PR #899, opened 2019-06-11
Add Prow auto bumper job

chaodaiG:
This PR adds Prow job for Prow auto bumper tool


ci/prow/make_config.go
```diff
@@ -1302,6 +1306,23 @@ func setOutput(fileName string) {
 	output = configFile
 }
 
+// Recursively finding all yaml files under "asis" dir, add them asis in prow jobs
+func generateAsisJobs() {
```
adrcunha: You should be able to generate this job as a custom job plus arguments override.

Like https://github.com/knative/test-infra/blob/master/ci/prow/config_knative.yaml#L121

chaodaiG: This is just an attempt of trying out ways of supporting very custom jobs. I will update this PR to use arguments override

EXERCISE REQUIREMENTS:
Select every line of the material above holding the word "bumper" and copy it.

ANSWER:
Add Prow auto bumper job
This PR adds Prow job for Prow auto bumper tool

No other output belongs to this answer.